─── Records shown ───

PR #209, opened 2025-07-02
ECKIT-635 FAM Mock and data structures on FAM via OpenFAM lib

mcakircali:
### Description

Adds a FAM-backed unordered map (plus supporting list/session/URI infrastructure) and an OpenFAM mock implementation to enable development/testing without a real OpenFAM deployment.

Introduces:

- FAM data structures (FamList, FamMap, iterators, entries) and associated naming/URI/session utilities.
- OpenFAM mock (shared-memory based), wired into the cmake configuration.
- suite of OpenFAM/FAM unit tests
- CMake options for OpenFAM/OpenFAM-mock builds

### Contributor Declaration

🌦️ >> Documentation << 🌦️
https://sites.ecmwf.int/docs/dev-section/eckit/pull-requests/PR-209


simondsmart (changes requested):

src/eckit/io/fam/openfam_mock/FamMockSession.cc
```diff
@@ -0,0 +1,367 @@
...
+    if (shm.creator) {
+        LOG_DEBUG_LIB(LibEcKit) << "Zero-initializing shared memory and mutex.\n";
+        std::memset(mapping_, 0, g_shm_total_size);
+
+        // Initialize process-shared robust mutex.
+        pthread_mutexattr_t attr;
+        ::pthread_mutexattr_init(&attr);
+        ::pthread_mutexattr_setpshared(&attr, PTHREAD_PROCESS_SHARED);
+        ::pthread_mutexattr_setrobust(&attr, PTHREAD_MUTEX_ROBUST);
+        const int mrc = ::pthread_mutex_init(&state_->mutex, &attr);
```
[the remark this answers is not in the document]
mcakircali: good catch

src/eckit/io/fam/FamHandle.h
```diff
@@ -0,0 +1,94 @@
...
+
+namespace eckit {
+
+
+//----------------------------------------------------------------------------------------------------------------------
+
+class FamHandle : public DataHandle {
+public:  // methods
+
+    enum class Mode : std::uint8_t {
```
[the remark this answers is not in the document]
mcakircali: no, and not easily movable to DataHandle as it has broader impact.

src/eckit/io/fam/FamList.cc
```diff
@@ -0,0 +1,338 @@
...
+
+auto FamList::descriptor() const -> Descriptor {
+    return {region_.index(), head_.offset(), tail_.offset(), size_.offset(), epoch_.offset()};
+}
+
+//----------------------------------------------------------------------------------------------------------------------
+// iterators
+
+auto FamList::begin() const -> iterator {
+    return region_.proxyObject(FamListNode::getNextOffset(head_));
```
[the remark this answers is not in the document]
mcakircali: creates a FamObject wrapper around an existing object identified by {regionId, offset}
its purpose is to avoid rpc, which happens lookup api

src/eckit/io/fam/FamMapEntry.h
```diff
@@ -0,0 +1,103 @@
...
+
+    using key_type   = FixedString<KeySize>;
+    using value_type = Buffer;
+    using size_type  = std::size_t;
+
+    static constexpr auto key_size = static_cast<size_type>(KeySize);
+
+    /// Encode a key-value pair into a flat buffer for storage in FamList nodes.
+    /// Layout: [key (KeySize bytes)] [value data (length bytes)]
+    static Buffer encode(const key_type& key, const void* data, size_type length) {
```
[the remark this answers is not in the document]
mcakircali: if values are small size, this is more efficient and simpler. 1 memcpy (here) vs +1 fam put (in-situ). otherwise, we need to add a manual fam put path for in-situ.

src/eckit/io/fam/FamPath.cc
```diff
@@ -0,0 +1,117 @@
...
+            return {names[0], ""};
+        case 2:
+            return {names[0], names[1]};
+        default:
+            return {};
+    }
+}
+
+/* ISO Object Identifier Namespace */
+const uuid_t ns_oid = {0x6b, 0xa7, 0xb8, 0x12, 0x9d, 0xad, 0x11, 0xd1, 0x80, 0xb4, 0x00, 0xc0, 0x4f, 0xd4, 0x30, 0xc8};
```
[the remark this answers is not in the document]
mcakircali: ns_oid is the RFC 4122 "OID namespace", which is well-known seed for generating deterministic UUIDs.
we don't "only" use the first element below.
`&ns_oid[0]` is ptr to start, `uuid_generate_sha1` reads all 16 bytes

src/eckit/io/fam/FamSession.cc
```diff
@@ -0,0 +1,420 @@
...
+}  // namespace
+
+//----------------------------------------------------------------------------------------------------------------------
+// SESSION
+
+FamSession::FamSession(std::string name, const net::Endpoint& endpoint) : name_{std::move(name)}, endpoint_{endpoint} {
+    ASSERT(isValidName(name_));
+}
+
+FamSession::~FamSession() {
```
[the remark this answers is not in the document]
mcakircali: this is used in shared ownership model. so, close/finalize is not callable "manually" and also another concern would be any fam invocation after a close (fam_finalize).

tests/io/fam/CMakeLists.txt
```diff
@@ -0,0 +1,20 @@
+if( eckit_HAVE_OPENFAM )
```
simondsmart: In the main CMakeLists.txt we have:

```
if( eckit_HAVE_OPENFAM_MOCK )
    add_subdirectory( src/eckit/io/fam/openfam_mock )
    set( eckit_HAVE_OPENFAM 1 )
endif()
```

Which suggests that this if/elseif can never reach the second branch.

src/eckit/io/fam/FamSessionManager.h
```diff
@@ -0,0 +1,78 @@
...
+class Endpoint;
+}
+
+//----------------------------------------------------------------------------------------------------------------------
+
+class FamSessionManager {
+public:  // types
+
+    class TestAccessor;
+    using Session = std::shared_ptr<FamSession>;
```
simondsmart, line 41: I don't intuitively understand why this needs to be a shared_ptr.

The purpose of the FamSessionManager is to own/persist the FamSession object for the period of time it is needed for. Not sure what other object needs to maintain shared ownership of it.

I would expect us to have

`FamSession& session(const net::Endpoint& endpoint);`

src/eckit/io/fam/FamSessionManager.h
```diff
@@ -0,0 +1,78 @@
...
+    Session find(const std::string& name);
+
+    // Removes null sessions or older than 30 minutes
+    void cleanup();
+
+private:  // members
+
+    friend class TestAccessor;
+
+    mutable std::recursive_mutex mutex_;
```
simondsmart: Why do we need a recursive_mutex here? That is a touch concerning.

src/eckit/io/fam/FamSessionManager.cc
```diff
@@ -0,0 +1,82 @@
...
+
+
+void FamSessionManager::remove(const std::string& name) {
+    std::lock_guard lock(mutex_);
+    sessions_.remove_if([&name](const auto& session) { return session && session->name() == name; });
+}
+
+void FamSessionManager::cleanup() {
+    // Assumes mutex is held by caller
+    const auto expire_time = std::chrono::system_clock::now() - std::chrono::minutes(30);
```
simondsmart, line 44: Why 30 minutes?

src/eckit/io/fam/FamRegion.h
```diff
@@ -0,0 +1,90 @@
...
+
+    void destroy() const;
+
+    bool exists() const;
+
+    // properties
+
+    fam::index_t index() const;
+
+    fam::size_t size() const;
```
simondsmart, line 47: These are curious. I would expect to be either using std::size_t, or eckit::Length.

src/eckit/io/fam/FamRegion.h
```diff
@@ -0,0 +1,90 @@
...
+
+namespace eckit {
+
+//----------------------------------------------------------------------------------------------------------------------
+
+class FamRegion {
+
+public:  // methods
+
+    FamRegion(FamSession& session, FamRegionDescriptor* region);
```
simondsmart, line 37: If we are storing region in a shared pointer, why are we receiving it as a naked pointer? I could understand using shared_from_this if we received region as a reference. But this argument idiom normally implies taking ownership.

What are we going to be _sharing_ the ownership with. That needs to be clearly discussed/commented, as (other than when needed) shared_ptr is a code smell that something is wrong.

src/eckit/io/fam/openfam_mock/FamMockSession.cc
```diff
@@ -0,0 +1,367 @@
...
+struct ShmMapping {
+    int fd{-1};
+    void* mapping{nullptr};
+    bool creator{false};
+};
+
+/// Opens (or creates) the POSIX shm segment, truncates if creator, and maps it.
+ShmMapping openOrCreateShm(const std::string& name) {
+    bool creator = false;
+    auto shmFd   = ::shm_open(name.c_str(), O_CREAT | O_EXCL | O_RDWR, 0666);
```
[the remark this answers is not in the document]
mcakircali: Both the eckit and fdb test helpers append _<PID> to the endpoint before it flows into getShmName(), giving each test process its own POSIX shm segment.

src/eckit/io/fam/FamObject.h
```diff
@@ -0,0 +1,137 @@
...
+
+    void deallocate() const;
+
+    bool exists() const;
+
+    // properties
+
+    fam::index_t regionId() const;
+
+    fam::index_t offset() const;
```
simondsmart, line 71: These fam:: imply that the fam headers need to be public installs, available downstream, rather than this providing a 'proper' API.

src/eckit/io/fam/FamRegionName.cc
```diff
@@ -0,0 +1,74 @@
...
+        return session()->ensureCreateRegion(region_size, region_perm, path().regionName());
+    }
+    return session()->createRegion(region_size, region_perm, path().regionName());
+}
+
+bool FamRegionName::exists() const {
+    try {
+        return lookup().exists();
+    }
+    catch (const NotFound& not_found) {
```
simondsmart, line 58: Normally when we throw (eckit) exceptions stuff gets logged. Does this imply that we will end up with a very polluted output when we do exists() checks, even if debug logging is off?

src/eckit/io/fam/FamRegionName.cc
```diff
@@ -0,0 +1,74 @@
...
+        Log::debug<LibEcKit>() << not_found << '\n';
+    }
+    catch (const PermissionDenied& permission_denied) {
```
simondsmart: Normally PermissionDenied is a rather sharper error than not existing. It doesn't feel like catching this exception and returning not-exists is right.

src/eckit/io/fam/FamSession.cc
```diff
@@ -0,0 +1,428 @@
...
+    invokeFam(&openfam::fam::fam_destroy_region, &region);
+}
+
+void FamSession::destroyRegion(const std::string& region_name) {
+    lookupRegion(region_name).destroy();
+}
+
+FamRegion FamSession::ensureCreateRegion(const fam::size_t region_size, const fam::perm_t region_perm,
+                                         const std::string& region_name) {
+    // Retry loop guards against TOCTOU
```
simondsmart: TOCTOU?

src/eckit/io/fam/FamSession.cc
```diff
@@ -0,0 +1,428 @@
...
+    constexpr int max_retries = 3;
+    for (int attempt = 0; attempt <= max_retries; ++attempt) {
+        try {
+            return createRegion(region_size, region_perm, region_name);
+        }
+        catch (const AlreadyExists&) {
+            try {
+                destroyRegion(region_name);
```
simondsmart, line 206: This feels like a very dangerous function (that creates/destroys regions at will). What is its use?

src/eckit/io/fam/FamTypes.h
```diff
@@ -0,0 +1,62 @@
...
+namespace eckit {
+
+using FamObjectDescriptor = openfam::Fam_Descriptor;
+using FamRegionDescriptor = openfam::Fam_Region_Descriptor;
+
+namespace fam {
+
+constexpr const char* scheme = "fam";
+
+using size_t  = std::uint64_t;
```
simondsmart, line 45: Ah, I may have made a false comment elsewhere. These fam:: types look to be internal to eckit here.

src/eckit/io/fam/FamTypes.h
```diff
@@ -0,0 +1,62 @@
...
+namespace openfam {
+class Fam_Descriptor;
+class Fam_Region_Descriptor;
+}  // namespace openfam
+
+//----------------------------------------------------------------------------------------------------------------------
+
+namespace eckit {
+
+using FamObjectDescriptor = openfam::Fam_Descriptor;
```
simondsmart, line 38: Does this _need_ to leak into the exposed API? Is there anything that the cilent code of these classes needs that needs access to openfam:: internals?

tests/io/fam/CMakeLists.txt
```diff
@@ -0,0 +1,21 @@
+if( eckit_HAVE_OPENFAM_MOCK )
+    # Mock takes priority: per-process shm isolation via PID-mangled endpoints.
+    list( APPEND _fam_environment
+        "ECKIT_FAM_MOCK_SHM_SIZE=67108864"
+    )
+elseif( eckit_HAVE_OPENFAM )
+    # Real OpenFAM servers running in docker environment.
+    list( APPEND _fam_environment ${_test_environment}
+        "OPENFAM_ROOT=/workspace/cis-rpc_meta-direct_mem-rpc"
+        "ECKIT_FAM_TEST_ENDPOINT=172.26.0.2:8880"
```
simondsmart, line 10: err, what is this ip address. This shouldn't be in publicly released code.

tests/io/fam/test_fam_common.h
```diff
@@ -0,0 +1,137 @@
...
+//----------------------------------------------------------------------------------------------------------------------
+// HELPERS
+
+namespace fam {
+
+// This returns a random number as string, unique per process.
+inline auto random_number() -> std::string {
+    struct timeval tv{};
+    ::gettimeofday(&tv, nullptr);
+    ::srandom(static_cast<unsigned int>(tv.tv_sec + tv.tv_usec + ::getpid()));
```
simondsmart: This reseeds the random number generator each time it is called. This is horrible.

Please use the C++ random number functionality.

tests/io/fam/test_fam_common.h
```diff
@@ -0,0 +1,137 @@
...
+inline const std::string test_endpoint = []() -> std::string {
+    const char* ep = std::getenv("ECKIT_FAM_TEST_ENDPOINT");
+
+    // Real OpenFAM: use the endpoint as-is.
+    if (ep && *ep) {
+        return ep;
+    }
+
+    // Mock OpenFAM: append "_<pid>" to produce a unique POSIX shm path per process.
+    auto base  = std::string("localhost:8880");
```
simondsmart, line 76: Why localhost:8880? Seems odd.
does this work with the mock?

tests/io/fam/test_fam_handle.cc
```diff
@@ -0,0 +1,372 @@
...
+    EXPECT(obj_name.exists());
+
+    // open for write with overwrite — should succeed with smaller length
+    {
+        std::unique_ptr<DataHandle> handle(obj_name.dataHandle(true));
+        handle->openForWrite(32);
+        AutoClose closer(*handle);
+
+        const std::string data = "overwritten";
+        handle->write(data.data(), static_cast<long>(data.size()));
```
simondsmart, line 225: Doesn't test that object has actually been updated

simondsmart (changes requested):

tests/io/fam/CMakeLists.txt
mcakircali: he, why shouldn't some random docker container ip be in code?

tests/io/fam/test_fam_common.h
mcakircali: it just mimics the "real" fam endpoint, no particular reason

tests/io/fam/test_fam_handle.cc
mcakircali: thx, done!

tests/io/fam/test_fam_common.h
mcakircali: good catch, appreciated! though, the choice of word "horrible" is unfortunate.

src/eckit/io/fam/FamTypes.h
mcakircali: well, it's a controlled leak not a full leak.
to be clear, the `type name` is leaked into the API surface, not the headers of openfam.
there are *Descriptor* ctors that are internal but only used as plumbing by FamSession, which is the class with openfam boundary.
we can close it in a follow up PR.

src/eckit/io/fam/FamRegion.h
mcakircali: they're alias to std::uint64_t

src/eckit/io/fam/FamRegion.h
mcakircali: nothing. 
those are the ctors that I mentioned in another comment as internal plumbing used by FamSession. they should have been private. 
raw ptr because we take ownership here, `shared_ptr` because of "copy" semantics, not because shared ownership.
I can enforce move-only and use `unique_ptr` but I don't see what that'd improve in this class.

src/eckit/io/fam/FamRegionName.cc
mcakircali: thx, good catch!

src/eckit/io/fam/FamRegionName.cc
mcakircali: nice "catch", thx

src/eckit/io/fam/FamSessionManager.h
mcakircali: `shared_ptr` mainly because the openfam requires single client object per application per endpoint.
every FamObject/FamRegion object "shares" a single FamSession object (per endpoint).
`shared_ptr` ensures that this single FamSession object is not destroyed before all FamObject/FamRegion objects disappear.
FamSessionManager's main purpose is to manage session objects per endpoint.
thus, we return `shared_ptr` and not ref.

src/eckit/io/fam/FamSessionManager.cc
mcakircali: why not?

src/eckit/io/fam/FamSessionManager.h
mcakircali: must left over during testing/dev.

src/eckit/io/fam/FamSession.cc
mcakircali: overwrite

simondsmart (approved):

───

# [What is needed]
From the first line of the listing above through the line that contains "- suite of OpenFAM/FAM unit tests", set down each line without alteration, and nothing else.

# [Task answer]
PR #209, opened 2025-07-02
ECKIT-635 FAM Mock and data structures on FAM via OpenFAM lib

mcakircali:
### Description

Adds a FAM-backed unordered map (plus supporting list/session/URI infrastructure) and an OpenFAM mock implementation to enable development/testing without a real OpenFAM deployment.

Introduces:

- FAM data structures (FamList, FamMap, iterators, entries) and associated naming/URI/session utilities.
- OpenFAM mock (shared-memory based), wired into the cmake configuration.
- suite of OpenFAM/FAM unit tests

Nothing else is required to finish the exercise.